In the morning, Poe stumbles into the kitchen, rubbing at his eyes, nearly knocking his glasses off his face. Caught in the sunshine streaming in the windows, wearing pilfered pajama pants and an undershirt, hair in sleepy disarray, he is beautiful.

And Luke loves him.

“Morning,” Poe mumbles, dropping a kiss on Luke’s shoulder on his way to the coffee maker, easy, without thinking.

Watching the line of his back, Luke says, “I love you,” because he wants to hear it for himself, too, said aloud.  

Poe turns around, his half-open mouth growing into a wide, glowing smile. He puts down his mug in favor of walking over to Luke, crowding him up against the counter. “I love you, too,” Poe says, still beaming as he leans in to kiss Luke, nipping at his bottom lip and stealing his breath. Luke wraps his arms around Poe’s waist, to keep him in place. “I love you,” Poe repeats, almost crooning the words against the edge of Luke’s mouth.

Luke laughs against Poe’s lips, exhilaration flooding through his bloodstream, a sense of flight. “I love you, too,” he murmurs, slipping his hand up under Poe’s shirt to feel the plane of his back, and leaving soft, whispering kisses along the angles of Poe’s cheekbones.

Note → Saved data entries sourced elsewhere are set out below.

PR #746, opened 2019-01-23
fix(*): fix mobx does not contain an export named useStrict error

qiuxiaolian:

screen shot 2019-01-23 at 6 43 07 pm

Fixes #

Reference to #

/cc @caosm 

**Release note**:

```release-note
NONE
```

### DIFF
--- a/web/src/less/inc.var.less
+++ b/web/src/less/inc.var.less
@@ -63,3 +63,22 @@ code {
     }
   }
 }
+
+.cyclone-layout-header {
+  z-index: 200;
+  width: 100%;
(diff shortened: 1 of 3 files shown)


web/src/less/inc.var.less
```diff
@@ -63,3 +63,31 @@ code {
     }
   }
 }
+
+.cyclone-layout-header {
```
caosm: duplicate?

qiuxiaolian: duplicate from index.less, keep the index.less  only for introducing other files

“Luke,” Poe says, a little breathy, and brings a hand up to rest on Luke’s neck as he kisses him again, thorough and ardent, pressing in closer. The counter’s digging into Luke’s back now but the discomfort seems distant and inconsequential when Poe’s fingers are curled delicately against the nape of his neck.

“Oh, my God!” Rey says, coming in and immediately turning around, tugging an incredibly uncomfortable-looking Finn out into the dining room with her. “Control yourselves!”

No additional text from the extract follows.